In 1977 Dhasal married noted Marathi writer Malika Amar Sheikh after a brief courtship. However, the marriage was troubled due to Dhasal's alleged domestic violence, alcoholism and problems with debt. In 1981, Dhasal was diagnosed with myasthenia. Later, he suffered from colorectal cancer. He was admitted for treatment in a Mumbai hospital in September 2013. He died in 2014 at age 64.

==Activism==
In 1972 cracks began to appear in the Dalit Panther movement. Ideological disputes began to eclipse the common goal of liberation. Dhasal wanted to engender a mass movement and widen the term Dalit to include all oppressed people, but the majority of his comrades insisted on maintaining the exclusivity of their organization.

Dhasal's illness and alcoholism overshadowed the following years, during which he wrote very little. In the 1990s, he became politically active again.

In 2001, he made a presentation at the first Berlin International Literature Festival.

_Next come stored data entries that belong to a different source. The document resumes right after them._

PR #509, opened 2022-02-09
Add static IP address as a build feature

svrotter:
In some cases it might be advantageous to set a static IP address for Stabilizer e.g. if it is used in an embedded environment that doesn't support DHCP or troubleshooting problems with DHCP negotiation.
This PR add this functionality as a build feature.

### DIFF
--- a/src/hardware/setup.rs
+++ b/src/hardware/setup.rs
@@ -23,11 +23,20 @@ const NUM_TCP_SOCKETS: usize = 4;
 const NUM_UDP_SOCKETS: usize = 1;
 const NUM_SOCKETS: usize = NUM_UDP_SOCKETS + NUM_TCP_SOCKETS;
 
+const IPADDR: [u8; 4] = [192, 168, 137, 17];
+
+// Omit DHCP socket, if static IP is used
+#[cfg(feature = "static_ip")]
+const NUM_DHCP_SOCKETS: usize = 0;
+#[cfg(not(feature = "static_ip"))]
+const NUM_DHCP_SOCKETS: usize = 1;
+
 pub struct NetStorage {
     pub ip_addrs: [smoltcp::wire::IpCidr; 1],
 
     // Note: There is an additional socket set item required for the DHCP socket.
-    pub sockets: [smoltcp::iface::SocketStorage<'static>; NUM_SOCKETS + 1],
+    pub sockets: [smoltcp::iface::SocketStorage<'static>;
+        NUM_SOCKETS + NUM_DHCP_SOCKETS],
     pub tcp_socket_storage: [TcpSocketStorage; NUM_TCP_SOCKETS],
     pub udp_socket_storage: [UdpSocketStorage; NUM_UDP_SOCKETS],
     pub neighbor_cache:
@@ -84,7 +93,8 @@ impl Default for NetStorage {
             )],
             neighbor_cache: [None; 8],
             routes_cache: [None; 8],
-            sockets: [smoltcp::iface::SocketStorage::EMPTY; NUM_SOCKETS + 1],
+            sockets: [smoltcp::iface::SocketStorage::EMPTY;
+                NUM_SOCKETS + NUM_DHCP_SOCKETS],
             tcp_socket_storage: [TcpSocketStorage::new(); NUM_TCP_SOCKETS],
             udp_socket_storage: [UdpSocketStorage::new(); NUM_UDP_SOCKETS],
         }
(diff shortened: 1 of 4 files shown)


src/hardware/setup.rs
```diff
@@ -719,7 +744,9 @@ pub fn setup(
         .routes(routes)
         .finalize();
 
-        interface.add_socket(smoltcp::socket::Dhcpv4Socket::new());
+        if NUM_DHCP_SOCKETS == 1 {
+            interface.add_socket(smoltcp::socket::Dhcpv4Socket::new());
```
ryan-summers, line 748:
```suggestion
            #[cfg(not(feature = "static_ip"))]
            interface.add_socket(smoltcp::socket::Dhcpv4Socket::new())
```

src/hardware/setup.rs
```diff
@@ -23,11 +23,20 @@ const NUM_TCP_SOCKETS: usize = 4;
...
+const NUM_DHCP_SOCKETS: usize = 0;
+#[cfg(not(feature = "static_ip"))]
+const NUM_DHCP_SOCKETS: usize = 1;
+
 pub struct NetStorage {
     pub ip_addrs: [smoltcp::wire::IpCidr; 1],
 
     // Note: There is an additional socket set item required for the DHCP socket.
-    pub sockets: [smoltcp::iface::SocketStorage<'static>; NUM_SOCKETS + 1],
+    pub sockets: [smoltcp::iface::SocketStorage<'static>;
```
ryan-summers, line 38: I'd just revert these changes. If we have 1 extra storage slot that we don't end up using, it's not a problem (minor memory overhead), but we keep the code a lot cleaner.

ryan-summers (changes requested):

src/hardware/setup.rs
```diff
@@ -23,11 +23,20 @@ const NUM_TCP_SOCKETS: usize = 4;
 const NUM_UDP_SOCKETS: usize = 1;
 const NUM_SOCKETS: usize = NUM_UDP_SOCKETS + NUM_TCP_SOCKETS;
 
+const IPADDR: [u8; 4] = [192, 168, 137, 17];
```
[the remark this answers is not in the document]
ryan-summers: As @jordens noted above, we could use some `env!(STATIC_IP).map(|addr| addr.parse()).unwrap_or(DEFAULT_IP)`

ryan-summers:
It occurs to me that we could actually do this entirely based on the presence of some input environment variable instead of using a cargo-feature. E.g. use some default `UNSPECIFIED` IP if nothing's provided on the `STATIC_IP` variable, otherwise use the provided IP.

src/hardware/setup.rs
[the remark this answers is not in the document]
jordens: Better yet, with that now you can remove the cargo feature and just act on the presence of the environment variable by (a) use that instead of UNSPECIFIED and (b) not adding the dhcp socket. That simplifies the code further and eases user configuration together with the broker IP.

svrotter:
Couldn't set it to `UNSPECIFIED` somehow, it always panics then. Maybe that's my incompetence but setting it to 0.0.0.0 and checking for `is_unspecified ()` worked

src/hardware/setup.rs
```diff
@@ -699,31 +689,25 @@ pub fn setup(
...
+            .parse()
+            .unwrap();
 
         // Note(unwrap): The hardware configuration function is only allowed to be called once.
         // Unwrapping is intended to panic if called again to prevent re-use of global memory.
         let store =
             cortex_m::singleton!(: NetStorage = NetStorage::default()).unwrap();
 
-        store.ip_addrs[0] = ip_addrs;
+        store.ip_addrs[0] = match ip_addrs.is_unspecified() {
```
ryan-summers, line 702: If ip_addrs is already unspecified, why do we need to construct it with a different netmask below? Can't both use the same 24 bit netmask without issue?

src/hardware/setup.rs
```diff
@@ -688,17 +688,26 @@ pub fn setup(
...
+
         // Note(unwrap): The hardware configuration function is only allowed to be called once.
         // Unwrapping is intended to panic if called again to prevent re-use of global memory.
         let store =
             cortex_m::singleton!(: NetStorage = NetStorage::default()).unwrap();
 
-        store.ip_addrs[0] = smoltcp::wire::IpCidr::new(
-            smoltcp::wire::IpAddress::Ipv4(
-                smoltcp::wire::Ipv4Address::UNSPECIFIED,
+        store.ip_addrs[0] = match ip_addrs.is_unspecified() {
```
ryan-summers, line 702:
```suggestion
        store.ip_addrs[0] = smoltcp::wire::IpCidr::new(option_env!("STATIC_IP").unwrap_or("0.0.0.0").parse().unwrap(), 24);
```

ryan-summers:
bors try

src/hardware/setup.rs
svrotter: Didn't follow the suggestion exactly but used 26 bit masks for both specified and unspecified IP cases. Also fixed an `UNSPECIFIED` mistake I made in the previous commit and tested everything on Stabilizer without issues

ryan-summers:
Looking good so far, only further changes:
1. Add an entry to the CHANGELOG
2. Either update the docs in `book/` to mention static IP configuration options or spawn an issue so we can add it later

jordens (approved):
LGTM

Dhasal was one of the founding members and part of the 10-member national presidium of the Republican Party of India, which was formed under leadership of Babasaheb Ambedkar in 1952 by merger of all leading Dalit parties.

==Literary style==
Arundhathi Subramaniam describes his poetry: "Dhasal is a quintessentially Mumbai poet. Raw, raging, associative, almost carnal in its tactility, his poetry emerges from the underbelly of the city — its menacing, unplumbed netherworld. This is the world of pimps and smugglers, of crooks and petty politicians, of opium dens, brothels and beleaguered urban tenements."

==Works==

===Poetry===
====English====
- A Current of Blood (2019), Narayana Publishers ISBN 978-8189059927

====Hindi====
- Aakrosh Kaa Kooras (2015)

====Marathi====
- Golpitha (1973)
- Tuhi Iyatta Kanchi (1981)
- Khel (1983)
- Moorkh Mhataryane dongar halvle
- Amchya itihasatil ek aprihary patra : Priya Darshini (1976)
- Ya Sattet Jiv Ramat Nahi (1995)
- Gandu Bagichha (1986)
- Mi Marale Suryachya Rathache Sat Ghode
- Tuze Boat Dharoon Mi Chalalo Ahe

Dilip Chitre translated a selection of Dhasal's poems into English under the title Namdeo Dhasal: Poet of the Underworld, Poems 1972–2006.

===Prose===
- Ambedkari Chalwal (1981)
- Andhale Shatak (1997)
- Hadki Hadavala
- Ujedachi Kali Dunia
- Sarva Kahi Samashtisathi
- Buddha Dharma: Kahi Shesh Prashna

==Awards and honors==
The following table shows list of awards won by Namdeo Dhasal.

| Year | Award | For |
| 1973 | Maharashtra State Award for literature | Literature |
1974
1982
1983
| 1974 | Soviet Land Nehru Award | Golpitha |
| 1999 | Padma Shri | Literature |
| 2004 | Sahitya Akademi's Golden Life Time Achievement |  |

==Personal life==
Dhasal was married to Malika Amar Sheikh, the daughter of poet Amar Sheikh. They had one son, Ashutosh.

==Death==
Dhasal died of colorectal cancer at Bombay Hospital on 15 January 2014.